§ Work to complete: Below are some entries. Count how many of their lines include "naming", then give that number only.

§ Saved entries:
┄┄┄┄┄┄┄┄┄┄

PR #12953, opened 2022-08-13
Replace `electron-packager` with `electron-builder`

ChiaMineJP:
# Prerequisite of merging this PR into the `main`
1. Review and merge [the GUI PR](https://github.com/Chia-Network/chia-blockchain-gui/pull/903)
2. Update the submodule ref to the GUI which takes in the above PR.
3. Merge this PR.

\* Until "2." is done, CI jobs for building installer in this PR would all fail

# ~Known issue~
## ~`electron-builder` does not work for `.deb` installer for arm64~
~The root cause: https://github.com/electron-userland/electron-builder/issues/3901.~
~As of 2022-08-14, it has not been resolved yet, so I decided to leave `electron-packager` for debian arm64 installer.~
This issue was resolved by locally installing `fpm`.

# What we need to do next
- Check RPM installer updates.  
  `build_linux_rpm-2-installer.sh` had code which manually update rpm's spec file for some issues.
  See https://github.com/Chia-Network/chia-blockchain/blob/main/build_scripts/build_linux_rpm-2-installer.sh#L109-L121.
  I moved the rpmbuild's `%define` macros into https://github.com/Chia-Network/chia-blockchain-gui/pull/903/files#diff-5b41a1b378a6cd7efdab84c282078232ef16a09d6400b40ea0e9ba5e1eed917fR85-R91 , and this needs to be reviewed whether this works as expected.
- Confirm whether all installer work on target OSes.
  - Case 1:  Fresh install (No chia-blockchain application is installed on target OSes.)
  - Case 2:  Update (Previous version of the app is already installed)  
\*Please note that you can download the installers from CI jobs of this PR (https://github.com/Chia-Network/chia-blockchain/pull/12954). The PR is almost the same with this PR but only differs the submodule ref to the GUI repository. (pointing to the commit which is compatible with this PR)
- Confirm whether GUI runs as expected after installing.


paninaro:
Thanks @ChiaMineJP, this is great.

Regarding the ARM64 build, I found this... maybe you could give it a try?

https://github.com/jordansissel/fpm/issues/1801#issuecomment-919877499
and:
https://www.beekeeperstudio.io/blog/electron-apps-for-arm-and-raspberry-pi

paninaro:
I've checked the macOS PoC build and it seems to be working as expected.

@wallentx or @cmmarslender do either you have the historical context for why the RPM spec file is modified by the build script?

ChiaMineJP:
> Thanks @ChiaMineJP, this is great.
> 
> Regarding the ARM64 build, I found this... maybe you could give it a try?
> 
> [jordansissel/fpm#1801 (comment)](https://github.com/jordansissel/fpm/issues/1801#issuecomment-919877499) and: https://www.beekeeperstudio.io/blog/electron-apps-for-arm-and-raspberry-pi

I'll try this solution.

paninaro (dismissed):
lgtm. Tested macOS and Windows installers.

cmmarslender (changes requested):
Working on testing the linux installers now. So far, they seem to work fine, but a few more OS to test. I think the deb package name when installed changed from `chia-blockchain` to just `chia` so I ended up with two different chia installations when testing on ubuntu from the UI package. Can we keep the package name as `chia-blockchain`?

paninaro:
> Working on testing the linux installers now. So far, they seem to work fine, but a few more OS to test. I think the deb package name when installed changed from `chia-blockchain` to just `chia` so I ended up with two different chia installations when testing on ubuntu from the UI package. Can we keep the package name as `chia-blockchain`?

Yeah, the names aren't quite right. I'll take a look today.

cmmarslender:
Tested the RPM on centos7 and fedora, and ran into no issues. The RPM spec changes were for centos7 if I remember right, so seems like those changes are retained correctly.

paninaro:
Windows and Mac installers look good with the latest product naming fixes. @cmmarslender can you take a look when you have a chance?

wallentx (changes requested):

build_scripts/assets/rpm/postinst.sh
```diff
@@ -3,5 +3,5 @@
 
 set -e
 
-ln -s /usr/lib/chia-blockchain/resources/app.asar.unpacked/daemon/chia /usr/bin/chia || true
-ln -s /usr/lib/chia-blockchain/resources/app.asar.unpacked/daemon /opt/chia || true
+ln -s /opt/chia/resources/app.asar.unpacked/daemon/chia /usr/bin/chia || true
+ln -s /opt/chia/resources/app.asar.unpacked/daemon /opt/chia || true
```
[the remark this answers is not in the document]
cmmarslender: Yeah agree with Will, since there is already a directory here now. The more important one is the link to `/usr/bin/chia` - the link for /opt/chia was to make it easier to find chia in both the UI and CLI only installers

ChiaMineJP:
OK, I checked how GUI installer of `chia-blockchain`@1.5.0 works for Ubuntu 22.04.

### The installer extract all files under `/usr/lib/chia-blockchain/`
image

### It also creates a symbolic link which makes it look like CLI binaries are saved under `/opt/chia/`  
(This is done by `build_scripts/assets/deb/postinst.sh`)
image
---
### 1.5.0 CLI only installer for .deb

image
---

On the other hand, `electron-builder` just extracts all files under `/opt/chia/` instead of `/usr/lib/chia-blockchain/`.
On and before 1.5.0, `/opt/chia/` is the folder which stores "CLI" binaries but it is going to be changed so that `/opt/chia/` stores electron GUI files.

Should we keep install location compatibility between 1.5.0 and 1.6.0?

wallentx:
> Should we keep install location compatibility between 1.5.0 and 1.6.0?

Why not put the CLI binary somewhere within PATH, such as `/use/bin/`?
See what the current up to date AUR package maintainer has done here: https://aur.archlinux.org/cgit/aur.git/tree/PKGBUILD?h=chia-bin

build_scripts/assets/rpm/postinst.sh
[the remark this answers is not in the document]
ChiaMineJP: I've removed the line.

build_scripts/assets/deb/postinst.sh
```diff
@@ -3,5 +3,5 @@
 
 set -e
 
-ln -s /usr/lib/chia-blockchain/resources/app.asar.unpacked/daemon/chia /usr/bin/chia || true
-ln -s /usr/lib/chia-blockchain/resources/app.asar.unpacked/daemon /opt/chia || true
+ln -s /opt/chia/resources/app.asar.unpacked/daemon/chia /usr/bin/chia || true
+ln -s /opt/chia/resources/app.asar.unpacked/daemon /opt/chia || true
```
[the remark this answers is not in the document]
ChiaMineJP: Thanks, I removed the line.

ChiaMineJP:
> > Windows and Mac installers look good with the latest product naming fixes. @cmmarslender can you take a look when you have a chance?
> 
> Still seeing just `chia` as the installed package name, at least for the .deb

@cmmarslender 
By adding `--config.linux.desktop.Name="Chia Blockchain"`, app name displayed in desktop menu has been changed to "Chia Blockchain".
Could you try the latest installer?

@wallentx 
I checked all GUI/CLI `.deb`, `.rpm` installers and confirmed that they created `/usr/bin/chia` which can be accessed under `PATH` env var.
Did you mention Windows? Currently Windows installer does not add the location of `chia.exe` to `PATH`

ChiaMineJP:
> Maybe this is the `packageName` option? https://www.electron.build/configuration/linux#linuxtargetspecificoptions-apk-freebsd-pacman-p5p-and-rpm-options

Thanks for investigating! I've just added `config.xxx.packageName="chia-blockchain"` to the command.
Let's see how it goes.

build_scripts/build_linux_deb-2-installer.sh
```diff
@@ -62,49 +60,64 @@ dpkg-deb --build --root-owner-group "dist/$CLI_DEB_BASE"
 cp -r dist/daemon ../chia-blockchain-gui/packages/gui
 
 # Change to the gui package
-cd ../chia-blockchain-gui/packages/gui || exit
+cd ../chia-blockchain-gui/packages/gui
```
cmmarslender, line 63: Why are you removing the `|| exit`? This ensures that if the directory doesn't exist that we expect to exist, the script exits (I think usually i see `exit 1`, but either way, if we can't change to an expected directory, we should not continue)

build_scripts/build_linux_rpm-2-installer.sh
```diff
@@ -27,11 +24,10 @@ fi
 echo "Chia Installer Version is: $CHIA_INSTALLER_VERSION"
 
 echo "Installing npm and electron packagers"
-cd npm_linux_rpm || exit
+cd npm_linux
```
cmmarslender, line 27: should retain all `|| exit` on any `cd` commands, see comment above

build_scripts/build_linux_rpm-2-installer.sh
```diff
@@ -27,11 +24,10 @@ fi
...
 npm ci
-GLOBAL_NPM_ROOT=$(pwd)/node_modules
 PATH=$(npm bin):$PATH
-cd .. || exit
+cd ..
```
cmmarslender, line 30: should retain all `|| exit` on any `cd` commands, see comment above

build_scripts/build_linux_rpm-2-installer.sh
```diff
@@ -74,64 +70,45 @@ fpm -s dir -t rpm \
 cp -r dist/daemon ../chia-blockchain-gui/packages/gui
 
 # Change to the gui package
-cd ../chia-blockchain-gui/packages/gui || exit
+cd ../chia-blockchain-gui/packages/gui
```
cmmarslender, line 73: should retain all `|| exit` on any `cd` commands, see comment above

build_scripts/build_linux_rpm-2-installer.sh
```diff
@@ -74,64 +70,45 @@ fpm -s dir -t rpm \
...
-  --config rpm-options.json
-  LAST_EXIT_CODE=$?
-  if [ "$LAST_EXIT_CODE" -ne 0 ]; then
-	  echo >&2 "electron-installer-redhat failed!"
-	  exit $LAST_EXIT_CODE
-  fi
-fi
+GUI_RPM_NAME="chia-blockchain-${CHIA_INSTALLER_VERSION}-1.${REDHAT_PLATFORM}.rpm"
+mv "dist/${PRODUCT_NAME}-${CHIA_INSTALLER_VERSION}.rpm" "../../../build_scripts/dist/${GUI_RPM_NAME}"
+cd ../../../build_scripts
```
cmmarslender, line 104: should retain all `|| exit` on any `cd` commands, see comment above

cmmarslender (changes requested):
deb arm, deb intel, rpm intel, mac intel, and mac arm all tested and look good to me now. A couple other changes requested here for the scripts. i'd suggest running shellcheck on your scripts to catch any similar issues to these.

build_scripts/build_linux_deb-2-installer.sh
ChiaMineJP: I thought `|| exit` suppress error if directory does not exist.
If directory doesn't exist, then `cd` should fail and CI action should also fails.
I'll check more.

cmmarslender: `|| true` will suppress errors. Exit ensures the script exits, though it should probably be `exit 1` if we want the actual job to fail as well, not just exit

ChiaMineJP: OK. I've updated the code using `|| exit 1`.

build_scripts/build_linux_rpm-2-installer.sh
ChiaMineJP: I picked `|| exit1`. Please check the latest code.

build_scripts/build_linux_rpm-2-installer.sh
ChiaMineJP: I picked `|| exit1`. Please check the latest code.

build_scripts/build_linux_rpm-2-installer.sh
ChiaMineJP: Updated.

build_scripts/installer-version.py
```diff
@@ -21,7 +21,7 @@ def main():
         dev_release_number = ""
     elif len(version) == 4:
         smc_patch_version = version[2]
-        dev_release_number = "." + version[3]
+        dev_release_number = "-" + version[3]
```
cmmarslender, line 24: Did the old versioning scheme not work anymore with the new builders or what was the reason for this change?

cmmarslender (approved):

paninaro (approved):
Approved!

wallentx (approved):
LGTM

┄┄┄┄┄┄┄┄┄┄

§ Task output: 2